::: Material for this task
PR #3079, opened 2022-03-02
Consider volatile and stable status files separately

### LINKED ISSUE #3078: Consider volatile and stable status files separately

0.30.0

0.22.3

5.0.0

Yes.

Ubuntu 20.04

NA

### What did you do?

Stamped my target with keys only from the volatile status file, but my workspace status script generates both volatile and stable status key values.

No relink triggered if I am not using a stable key from the workspace status files, even if the stable key values change.

### What did you see instead?

A relink is triggered when a stable status key value changes, even when I did not stamp with any stable status key.

siddharthab:
**What type of PR is this?**

Feature

The PR improves local cache hit rate for workspaces that generate stable status variables but may stamp some targets with only volatile status variables.

Fixes #3078

**Other notes for review**

I follow this strategy also in [rules_r](https://github.com/grailbio/rules_r/blob/9df1e588b20004ba4001563ce0490b87edd51624/R/internal/build.bzl#L296).

### DIFF
--- a/go/private/actions/link.bzl
+++ b/go/private/actions/link.bzl
@@ -15,6 +15,7 @@
 load(
     "//go/private:common.bzl",
     "as_set",
+    "count_group_matches",
     "has_shared_lib_extension",
 )
 load(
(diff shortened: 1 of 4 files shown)


go/private/actions/link.bzl
```diff
@@ -136,16 +137,27 @@ def emit_link(
...
         builder_args.add("-X", "%s=%s" % (k, v))
+        if go.stamp:
+            stable_vars_count = (count_group_matches(v, "{STABLE_", "}") +
+                                 v.count("{BUILD_EMBED_LABEL}") +
+                                 v.count("{BUILD_USER}") +
+                                 v.count("{BUILD_HOST}"))
+            if stable_vars_count > 0:
+                stamp_x_defs_stable = True
+            if count_group_matches(v, "{", "}") != stable_vars_count:
+                stamp_x_defs_volatile = True
```
sluongng, line 152: I was a bit confused why do we need `count_group_matches` at all and this seems to be overly complicated. But then I think I got the reason:

`x_defs` stamping comes as a key-value pair, something like

```
go_binary(
    name = "cmd",
    srcs = ["main.go"],
    deps = ["//version"],
    x_defs = {"example.com/repo/version.Version": "{STABLE_GIT_COMMIT}"},
)
```

and although most documentation have put value as a variable surrounded with braces `{}`, in truth we do allow multiple variables in 1 value, such as 

```
    x_defs = {"example.com/repo/version.Version": "{STABLE_GIT_COMMIT}_{MY_VOLATILE_VAL}"},
```
is still valid 🤔

This is ultimately following the behavior of the custom go linker wrapper https://sourcegraph.com/github.com/bazelbuild/rules_go@e9a7054ff11a520e3b8aceb76a3ba44bb8da4c94/-/blob/go/tools/builders/link.go#L124-140 which uses the regex `{.+?}`

sluongng (approved):
> The PR improves local cache hit rate for workspaces that generate stable status variables but may stamp some targets with only volatile status variables.

To explain this a bit further, given a workspace with these scenarios:

- Stable status does not change between builds
- Volatile status always change between builds
- `build --stamp` is set for Bazel by default
- Target `//:a` is only stamped with stable variable
- Target `//:b` is only stamped with volatile variable

Previous behavior: both `:a` and `:b` will be invalidate cache between builds as both are getting stamped with a combination of volatile and stable files.

New behavior after this PR: `:a` will NOT be invalidated between builds as it will only get stamped with Stable status and not volatile status.

This LGTM

linzhp (approved):
Tested in Uber's Go monorepo. It works. Thanks for the improvement.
::::::
* _Exercise description_:
Nothing beyond the line that contains "### What did you do?" belongs in the answer; reproduce the entries exactly from their first line through it.

* _Answer space_:
PR #3079, opened 2022-03-02
Consider volatile and stable status files separately

### LINKED ISSUE #3078: Consider volatile and stable status files separately

0.30.0

0.22.3

5.0.0

Yes.

Ubuntu 20.04

NA

### What did you do?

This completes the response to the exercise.